A Brief Cultual History of Epilepsy-How Society Perceived us, and still do!

I like history, always have, but when you look deeper into how epilepsy was perceived (and still do)…we have along way to go, as regards to changing the perceptions of society as a whole.

Some historical/’public figures as Alexander the Great, Frederick Handel, Vincent Van Gogh, Alfred Nobel, Lewis Carroll, and the US sprinter Florence Griffith Joyner (1988 Olympics) had epilepsy.

The Egyptians referred to epilepsy as the ‘falling sickness’ and the earliest recorded writings about epilepsy are dated from 2000 B.C. The code of Hammurabi (Babylonian Law Code) stated that anyone who has a slave can be returned, within one month of purchase, if they have a seizure. This was also the practice of slave owners in the 18/19th centuries in the US.

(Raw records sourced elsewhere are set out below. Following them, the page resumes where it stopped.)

PR #220, opened 2026-08-25
bpf: re-bound the rss_stat member index at the use [bump patch]

josefbacik:
**What this fixes.** With the memory recorder enabled, the BPF object fails to load on newer 6.12-series kernels (and 6.18): the verifier rejects `systing_rss_stat_btf` with `R0 unbounded memory access, make sure to bounds check any such access` at the first `st->latest_seen[member]` store in `handle_rss_stat()`, and libbpf then fails the whole skeleton (`-13`), so every capture that includes the memory recorder exits 1 at start-up. Captures without the memory recorder are unaffected (the program is not autoloaded then).

**Why it happens.** `handle_rss_stat()` range-checks `member` on entry, then makes two map-helper calls (the per-tgid state lookup and the `BPF_NOEXIST` insert on a miss) before indexing `last_emitted[]` / `latest_seen[]`. The program's own code did not change since it last loaded cleanly; the surrounding object did (per-CPU ring sharding, the cgroup-filter split), which shifted register allocation so that the index at the store is rebuilt from the sign-extended tracepoint argument and the newer verifier no longer carries the entry bound across the helper calls.

**The change.** One helper, both attach paths (`tp_btf/rss_stat` and the classic `tracepoint/kmem/rss_stat` share it): mask the index at the point of use — `idx = member & (NR_MM_COUNTERS - 1)` — with a `_Static_assert` that `NR_MM_COUNTERS` is a power of two (it is 4), and `barrier_var(idx)` so the compiler keeps the masked value in a register at the access. The entry check stays (it still short-circuits out-of-range members); the mask is the bound the verifier sees on every kernel. No behaviour change for in-range members; no new maps, programs, or options.

**Verification.**
- Verifier log excerpt from an affected 6.12-series host (the failing load of the unfixed object): in the review verdict comment.
- `cargo fmt --all -- --check`, `cargo clippy --all-targets`, `cargo test` on the fixed tree: results in the verdict.
- Load check on the project's 6.12 VM guest: the `memory_recorder` e2e target (both rss_stat attach paths) on the fixed object — the guest's older verifier already accepted the unfixed object, so this is the "still loads where it loaded" check, not the reproduction.
- The fix is confirmed on an affected 6.12-series host once the fixed build loads the object with the memory recorder enabled.

`[bump patch]`

### DIFF
--- a/src/bpf/systing_system.bpf.c
+++ b/src/bpf/systing_system.bpf.c
@@ -1078,6 +1078,12 @@ struct rss_stat_state {
 	s64 latest_seen[NR_MM_COUNTERS];
 };
 
+/* handle_rss_stat() re-bounds its member index with a mask at the point of
+ * use (see the comment there); a mask is only an exact bound when the array
+ * length is a power of two. */
+_Static_assert((NR_MM_COUNTERS & (NR_MM_COUNTERS - 1)) == 0,
+	       "NR_MM_COUNTERS must be a power of two for the rss_stat index mask");
+
 struct {
 	__uint(type, BPF_MAP_TYPE_HASH);
 	/* Bounds concurrent TRACED processes (tgids), not threads or events.
@@ -5367,11 +5373,25 @@ static __always_inline int handle_rss_stat(struct task_struct *task,
 			return emit_rss_stat_event(task, member, size_bytes, rss_flags);
 	}
 
+	/* Re-bound the index AT THE USE, not only at the entry check above.
+	 * Two map-helper calls separate that check from these stores, and a
+	 * newer 6.12-series verifier (and 6.18) no longer carries the bound
+	 * across them once the compiler rebuilds the index from the
+	 * sign-extended tracepoint argument: it rejects the whole object with
+	 * "R0 unbounded memory access, make sure to bounds check any such
+	 * access" at the first st->...[member] store, and the memory recorder
+	 * cannot load at all. NR_MM_COUNTERS is a power of two (asserted at
+	 * the struct), so the mask is an exact bound the verifier sees on
+	 * every kernel; barrier_var() pins the masked value in a register at
+	 * the access so the compiler cannot fold it back onto the argument. */
+	u64 idx = member & (NR_MM_COUNTERS - 1);
+	barrier_var(idx);
+
 	/* Unsynchronized per-member s64 stores — multiple threads of a tgid
 	 * may race here. Benign: worst case is a duplicate emit or one stale
 	 * last_emitted (one extra emit); never a lost sample. */
-	st->latest_seen[member] = size_bytes;
-	s64 last = st->last_emitted[member];
+	st->latest_seen[idx] = size_bytes;
+	s64 last = st->last_emitted[idx];
 	/* First sighting for this member: always emit so consumers have a
 	 * baseline (last == -1 from the 0xff memset). */
 	s64 drift = last < 0 ? (s64)tool_config.memory_rss_threshold_bytes
@@ -5381,7 +5401,7 @@ static __always_inline int handle_rss_stat(struct task_struct *task,
 	if ((u64)drift < tool_config.memory_rss_threshold_bytes)
 		return 0;
 
-	st->last_emitted[member] = size_bytes;
+	st->last_emitted[idx] = size_bytes;
 	return emit_rss_stat_event(task, member, size_bytes, rss_flags);
 }
 


josefbacik:
**Review verdict — bpf: re-bound the rss_stat member index at the use**

**Scope checked.** One hunk in `src/bpf/systing_system.bpf.c` (`handle_rss_stat()`: `idx = member & (NR_MM_COUNTERS - 1)` + `barrier_var(idx)` used for the three `st->…[]` accesses; entry check kept) plus a `_Static_assert` that `NR_MM_COUNTERS` is a power of two beside `struct rss_stat_state`. No Rust changes, no map/program/option changes; both attach paths (`tp_btf/rss_stat`, `tracepoint/kmem/rss_stat`) share the helper.

**The failure being fixed (verbatim from an affected 6.12-series host running the unfixed object with the memory recorder enabled; the capture exits 1 at skeleton load, every time):**

```
… R0 unbounded memory access, make sure to bounds check any such access
processed 413 insns (limit 1000000) max_states_per_insn 1 total_states 36 peak_states 36 mark_read 14
-- END PROG LOAD LOG --
libbpf: prog 'systing_rss_stat_btf': failed to load: -13
libbpf: failed to load object 'systing_system_bpf'
libbpf: failed to load BPF skeleton 'systing_system_bpf': -13
Error: Failed to load BPF skeleton into kernel. Check dmesg for BPF verifier errors.
Caused by:
    Permission denied (os error 13)
```

Observed on 6.12.85-, 6.12.68-, 6.12.55-series and 6.18-series hosts alike (every affected host we have seen); the same object loads on a 6.12.0 guest, and the program's own source is unchanged from the last release that loaded cleanly there — the verifier-version sensitivity, not a kernel-specific ABI change.

**Gates on the fixed tree (identical bytes to the commit):**
- `cargo fmt --all -- --check`: exit 0
- `cargo clippy --all-targets` (jobs 4): exit 0, no code warnings (6m37s)
- `cargo test` (jobs 2): exit 0 — 557 + 11 + 28 passed, 0 failed (the VM-only integration targets `#[ignore]`d, run in the guest below)
- `cargo build --release` (jobs 4): exit 0 (11m08s) — the BPF object compiles with the mask; the `_Static_assert` holds on the vmlinux.h `NR_MM_COUNTERS`

**Load check.** VM guest (6.12.0, `bzImage-v6.12-bpf`), `memory_recorder` e2e target (both rss_stat attach paths) on the fixed object: **PASS — 7 passed, 0 failed** (`test_memory_recorder_e2e` and siblings; 738 s in the guest) — the "still loads where it loaded" check. The fix is confirmed on an affected 6.12-series host once the fixed build loads the object with the memory recorder enabled.

---

rust-bpf-code-reviewer pass — `handle_rss_stat` index re-bound (branch `tracer-oom/rss-stat-index-bound`, one hunk in `src/bpf/systing_system.bpf.c`, +23/−3 on v1.14.0 `0cb69e38`)

### Summary
The memory recorder's rss_stat programs fail to load on newer 6.12-series (and 6.18) verifiers: `handle_rss_stat` checks `member >= NR_MM_COUNTERS` at its entry, then two map-helper calls later stores through `st->latest_seen[member]` / `st->last_emitted[member]` on the map value, and the verifier no longer carries the entry bound to the store ("R0 unbounded memory access"). The fix re-bounds the index at the use — `u64 idx = member & (NR_MM_COUNTERS - 1); barrier_var(idx);` — and indexes all three accesses (two stores, one load) with `idx`, with a `_Static_assert` that the mask is exact (NR_MM_COUNTERS is a power of two). Both attach paths (`tp_btf/rss_stat` and the classic `tracepoint/kmem/rss_stat`) share `handle_rss_stat`, so one hunk covers both. Semantics unchanged: the entry check still returns for out-of-range members, so `idx == member` on every path that reaches the stores; `emit_rss_stat_event` still receives the original `member`.

### Critical Issues
None.

| Severity | Finding | Disposition |
|---|---|---|
| Critical | — | none |
| High | — | none |
| Medium | The mask is the right cure only because `NR_MM_COUNTERS` is 4 on every kernel the tree targets (MM_FILEPAGES, MM_ANONPAGES, MM_SWAPENTS, MM_SHMEMPAGES at 6.6, 6.12, 6.18); a future kernel adding a fifth counter would make the mask inexact. | Addressed by the `_Static_assert((NR_MM_COUNTERS & (NR_MM_COUNTERS - 1)) == 0)` against the vmlinux.h enum — a non-power-of-two count fails the build instead of mis-indexing. |
| Low | `barrier_var(idx)` (`asm volatile("" : "+r"(var))`, bpf_helpers.h) hides the masked value from the COMPILER so it cannot rebuild the index from the sign-extended argument; the verifier still sees the `AND` and carries `umax = NR_MM_COUNTERS - 1` into the `*8` offset (≤ 24 bytes into a 32-byte array) — the bound is on the instruction stream, which is what the verifier reads. | Noted; this is the intended mechanism. |
| Low | The only other runtime-indexed code in the memory legs, `read_mm_rss_pages`, indexes with compile-time constants through a `switch` — not affected. No other program in the object stores through a runtime index (checked the nine programs of the pending VFIO/THP change as well). | Noted. |

### BPF quality
- One hunk, no new maps, no new programs, no ringbuf payload change; the helper-call sequence around the check is untouched (the fix is the re-bound, not a restructure).
- The comment at the use names the verifier class and why the entry check alone stopped being enough; no source-line references.

### Schema & versioning
- No schema change; `Cargo.toml` / `Cargo.lock` untouched; `[bump patch]` in the PR title is right for a BPF-only fix.

### Evidence required on the PR before the verdict line is "verified"
1. The rejecting verifier's own log block (the `R0 unbounded memory access … processed 413 insns … END PROG LOAD LOG` excerpt for `systing_rss_stat_btf`) quoted in the verdict — present above.
2. The object still loads where it loaded before: the `memory_recorder` integration target in the v6.12 VM guest (7 tests; the only in-repo exercise of both rss_stat attach paths) green on the fixed object — the "still loads" half; the rejecting kernel class is confirmed on an affected 6.12-series host once the fixed build loads the object with the memory recorder enabled, not by this guest.
3. `cargo fmt --check`, `clippy --all-targets -D warnings`, lib tests on the pushed sha.

### Verdict
**SHIP** (on the evidence above) — Critical: none; High: none; Medium: 1 (addressed by the static assert); Low: 2 (noted). The cure matches the ruled shape (re-bound at the use, both attach paths).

The ancient Greek leader,Hippocrates, stated in the text, that epilepsy was a physical possession and was considered demonic. The Greek gods of epilepsy Pan, were associated with fertility rites, known for suddenness of appearances, swiftness of attack,fear. Hecate, was associated with the underworld and a dog headed appearance, he was also associated with the fear and anxiety of epilepsy. Seizures are thus associated with an apprehension of evil and connected to the supernatural.

This view lasted into the middle ages when the church preached the view that persons with epilepsy were possessed. The order of Jesus refused since 1540, entry for anyone with epilepsy into the Jesuit religious order. The Salem witch trials of 1692, the chief accuser, 9 year old Elizabeth Parris, had seizures. The infamous  Bedlam,psychiatric hospital in the 19th century.located in London over a third of the inmates had epilepsy. Hence the coining of the term, Bedlam, for an uproar or confusion. The choices then were Bedlam or castration.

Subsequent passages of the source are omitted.